- **Information given**:
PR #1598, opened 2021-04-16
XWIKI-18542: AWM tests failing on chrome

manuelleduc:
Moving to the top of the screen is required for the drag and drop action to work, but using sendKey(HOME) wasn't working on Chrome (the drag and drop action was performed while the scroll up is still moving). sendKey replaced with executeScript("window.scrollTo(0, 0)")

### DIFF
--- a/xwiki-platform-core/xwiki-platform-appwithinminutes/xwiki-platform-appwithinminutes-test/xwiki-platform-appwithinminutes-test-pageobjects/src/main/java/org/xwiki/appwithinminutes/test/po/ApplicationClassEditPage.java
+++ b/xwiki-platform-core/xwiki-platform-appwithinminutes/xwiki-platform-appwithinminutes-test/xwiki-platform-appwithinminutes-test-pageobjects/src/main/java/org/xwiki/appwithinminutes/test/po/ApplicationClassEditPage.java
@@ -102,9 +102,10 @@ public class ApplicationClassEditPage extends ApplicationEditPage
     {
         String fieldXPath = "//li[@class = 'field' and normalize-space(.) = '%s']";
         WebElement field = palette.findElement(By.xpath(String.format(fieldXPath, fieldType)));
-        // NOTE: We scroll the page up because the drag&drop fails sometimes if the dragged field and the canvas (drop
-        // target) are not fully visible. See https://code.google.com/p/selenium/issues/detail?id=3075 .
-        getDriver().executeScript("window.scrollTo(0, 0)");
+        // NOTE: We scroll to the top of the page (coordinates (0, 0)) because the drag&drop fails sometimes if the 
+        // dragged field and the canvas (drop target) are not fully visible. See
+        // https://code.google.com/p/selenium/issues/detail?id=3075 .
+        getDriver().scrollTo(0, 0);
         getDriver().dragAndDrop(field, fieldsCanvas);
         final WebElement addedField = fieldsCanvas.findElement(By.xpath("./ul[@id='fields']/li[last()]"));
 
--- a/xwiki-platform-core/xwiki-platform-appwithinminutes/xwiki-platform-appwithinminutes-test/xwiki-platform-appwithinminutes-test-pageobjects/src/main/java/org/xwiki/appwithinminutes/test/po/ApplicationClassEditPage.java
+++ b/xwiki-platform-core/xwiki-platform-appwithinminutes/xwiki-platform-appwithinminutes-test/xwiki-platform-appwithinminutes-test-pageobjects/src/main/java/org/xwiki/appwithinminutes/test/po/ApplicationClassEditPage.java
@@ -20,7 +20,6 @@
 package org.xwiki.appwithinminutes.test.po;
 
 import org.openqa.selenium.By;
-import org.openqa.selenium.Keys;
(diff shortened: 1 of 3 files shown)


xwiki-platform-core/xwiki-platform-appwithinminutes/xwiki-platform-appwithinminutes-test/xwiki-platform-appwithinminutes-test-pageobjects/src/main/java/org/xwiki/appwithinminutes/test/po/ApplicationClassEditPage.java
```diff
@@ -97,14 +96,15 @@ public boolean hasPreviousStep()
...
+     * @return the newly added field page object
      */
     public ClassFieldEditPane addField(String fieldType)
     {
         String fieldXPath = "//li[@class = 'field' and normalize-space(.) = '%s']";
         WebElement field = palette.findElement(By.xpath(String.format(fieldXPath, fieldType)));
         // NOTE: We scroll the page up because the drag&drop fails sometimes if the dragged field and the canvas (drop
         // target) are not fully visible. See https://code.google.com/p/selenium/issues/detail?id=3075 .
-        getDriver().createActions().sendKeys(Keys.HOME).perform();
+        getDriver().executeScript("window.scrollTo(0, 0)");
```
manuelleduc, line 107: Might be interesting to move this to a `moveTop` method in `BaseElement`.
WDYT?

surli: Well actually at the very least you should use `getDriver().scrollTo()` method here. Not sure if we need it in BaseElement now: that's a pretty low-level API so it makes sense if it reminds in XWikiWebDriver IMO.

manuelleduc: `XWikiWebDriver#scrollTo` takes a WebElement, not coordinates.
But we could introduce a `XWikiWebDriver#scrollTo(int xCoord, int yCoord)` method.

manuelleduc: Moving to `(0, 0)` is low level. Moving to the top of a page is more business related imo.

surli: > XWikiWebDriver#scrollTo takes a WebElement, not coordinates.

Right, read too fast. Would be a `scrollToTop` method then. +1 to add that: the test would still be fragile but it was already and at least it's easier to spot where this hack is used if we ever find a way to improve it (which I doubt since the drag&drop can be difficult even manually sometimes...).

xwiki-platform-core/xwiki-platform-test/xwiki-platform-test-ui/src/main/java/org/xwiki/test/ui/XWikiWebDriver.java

- **Work instruction**:
Going through the records above, count the lines that include the word "method". Give the number alone.

- **Reply**:
4